One hundred years ago, on this day in the dusty little village of Mvezo in Transkei, a child was born to Nkosi Mphakanyiswa Gadla Henry Mandela and Nonqaphi Fanny Nosekeni.
One of 13 siblings – four brothers and nine sisters – the baby boy was given the forename Rolihlahla, which means “troublemaker” in isiXhosa, and considering what Rolihlahla achieved in later life, that name was prescient.
A patrilineal descendent of the royal house of Thembu – his great-grandfather, Ngubengcuka, was king of the Thembu people – Rolihlahla is better known by his clan name, Madiba.
Madiba grew up in his mother’s village, Qunu, which is where he settled into retirement after serving a single term as the first democratically elected president of the Republic of South Africa.
Nelson Rolihlahla Mandela’s early years were customary for the time and his standing.
He was earmarked to become a counsellor/advisor to the Thembu king, but after fleeing Transkei to escape an arranged marriage, he completed a BA degree he’d started at the University of Fort Hare, through the University of South Africa. He returned to Fort Hare for his graduation in 1943.
It was during this time in Johannesburg, that he first experienced naked racism and thus commenced his political awakening.
He embarked upon a course that would literally shape history, and seize the imagination of the world.
While it would be foolish to suggest that Madiba single-handedly brought apartheid to its knees – he was one of many struggle leaders in the ANC, SACP and PAC – he was the person who, by his carefully formulated strategies, seized the moment and became the living icon of the struggle.
To this day, his three-hour address to the Johannesburg High Court on April 20 1964 at the conclusion of the Rivonia Trial, which he delivered in traditional Xhosa garb, is recognised as the turning point in recognition of the struggle, locally and internationally.
“During my lifetime I have dedicated my life to this struggle of the African people. I have fought against white domination, and I have fought against black domination. I have cherished the ideal of a democratic and free society in which all persons will live together in harmony and with equal opportunities. It is an ideal for which I hope to live for and to see realised. But, My Lord, if it needs be, it is an ideal for which I am prepared to die.”
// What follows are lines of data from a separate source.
Issue #469, opened 2018-05-22
working with unitized numpy arrays in plasma parameters functions


samurai688:
Life seems pretty good when we can work with unitized numpy arrays in plasma parameter functions. I guess these are technically Quantity objects, i.e. as created by `a = np.array([1,2,3,4]) * u.m` A good current example is the Debye length function.  You can pass it big unitized numpy arrays of densities and temperatures, and it will give you the elementwise result of debye length.  It seems fast for big arrays just like you'd hope from numpy. I haven't tested it too rigorously but it seems to work really well out of the box.

Some of our current functions will fail when given numpy arrays. I'm looking at you, gyroradius, collision_frequency, impact_parameter, and some others.  It seems like most of the problems show up when we have an if statement like 

```
if bPerp > lambdaBroglie:
    bmin = bPerp
else:
    bmin = lambdaBroglie
```

If we try to give it inputs such that `bPerp` arrives as a unitized numpy array, it will give an exception "the truth value of an array is ambiguous, use .any() or .all()" or some such.  A wrinkle of this one in particular, we want to get the maxes into our `bmin` result, which would then be a numpy array. I would typically do `np.max((bPerp, lambdaBroglie), axis=0)` but that seems to ignore the units, and drop them, for good measure.  The comparison `bPerp > lambdaBroglie` seems to work in a nice unit-aware way, so I guess we can work with the boolean array we get from that...

So anyway,
1) do you think we should support these objects throughout our functions?
2) any clever ideas to handle the issues of the type above?
3) general thoughts?

namurphy:
Yes, this is an important issue and we should allow all of our plasma parameters functions to accept and return `astropy.units.Quantity` objects.  We should also make sure that there are tests for each of the plasma parameters functions that take in `Quantity` objects.

Cross-reference for another issue about `Quantity` objects that we should keep in mind: #59

lemmatum:
I'll add that sometimes arrays with units are clunky for things like list comprehensions. Perhaps we should add some convenience functions for handling these cases?

StanczakDominik:
Closed by #477, #480, #485 and #492 and thanks @samurai688 once again! :D

PR #477, opened 2018-05-26
Modify gyroradius function to work with numpy array Quantities

samurai688:
First baby step of progress towards issue #469, this one is focused solely on the gyroradius function.

Gyroradius seemed to have trouble due to its unique feature, in which it will accept a T_i input, or a Vperp input, but not both.  I put in some conditional statements to hopefully extend this behavior to numpy array Quantities.  

The main new behavior that I have tried to test for and achieve is:
- If only Ti is input and is a no-nan-Qarray, function should work (result is a Qarray calculated with Ti)
- If only Vperp is input and is a no-nan-Qarray, function should work (result is a Qarray calculated with Vperp)
- If both Vperp and Ti are input and are both Qarray, but with nans in each array such that for each element there is exactly 1 nan, function should work (result is a Qarray calculated with the non-nans)
- if, for some reason, Vperp is a Qarray of all nan and Ti is valid, function should work. The result I went with was to return a Qarray of len(Vperp) all calculated with the valid scalar Ti, but I'm open to other returns here. Hopefully this case won't get activated much.
- same as above but vice versa with Vperp, Ti

And hopefully raise ValueError on all the various invalid combinations. Of note is
- if Ti is a valid scalar, and Vperp is a Qarray that has some nan but not all, raise ValueError
- same as above but vice versa with Vperp, Ti

This one is debateable, I think doing it this way of raising the ValueError keeps to the spirit of the original "you must provide either Ti or Vperp but not both" and is hopefully more consistent and least confusing, but I could also imagine a way in which the scalar would be used only in the cases where there are the nans in the array.

---

Actually, it looks like gyroradius and hall parameter are the only two plasma parameter functions that currently have issues when given numpy array Quantities.  So, we'd be 50% done!...  Except that hall parameter calls collision_frequency, which opens up the collisions module, which looks to be in a world of pain.

### DIFF
--- a/plasmapy/physics/parameters.py
+++ b/plasmapy/physics/parameters.py
@@ -881,6 +881,7 @@ def gyroradius(B, particle='e-', *, Vperp=np.nan * u.m / u.s, T_i=np.nan * u.K):
     # the underlying values of the astropy quantity may be numpy arrays
     if np.any(np.logical_not(np.logical_xor(isfinite_Vperp, isfinite_Ti))):
         raise ValueError("Must give Vperp or T_i, but not both, as arguments to gyroradius")
+    
 
     # check 2: get Vperp as the thermal speed if is not already a valid input
     if np.isscalar(Vperp.value) and np.isscalar(T_i.value):  # both T_i and Vperp are scalars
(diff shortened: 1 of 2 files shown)


StanczakDominik:
All right, I think we're good to go here, so I'll merge it! Thanks, @samurai688 !

samurai688:
Haha, yeah, I'll be the first to admit the situation here is not great... hey, if the abstract plasma class helps I'll be the first to sing its praises.  The only stylistic issue on which I'll never yield is electronvolts :)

These stirring words, so carefully crafted by Madiba, rang loudly around the world, and set the stage for the keeping alive of the struggle, despite the incarceration of much of the struggle leadership after the Rivonia Trial.
In his book Long Walk to Freedom, Madiba writes about his time on Robben Island, and how he wrestled with his anger against the apartheid regime.
He never lost hope that the struggle would triumph in his lifetime, but he vacillated between angry and vengeful on the one hand, and forgiving and conciliatory on the other.
During 27 years of brutal incarceration, he was impossibly cruelly treated with the intention of breaking his spirit, because the apartheid regime clearly understood the magnitude of the threat he posed to its continued hegemony and the subjugation of black people.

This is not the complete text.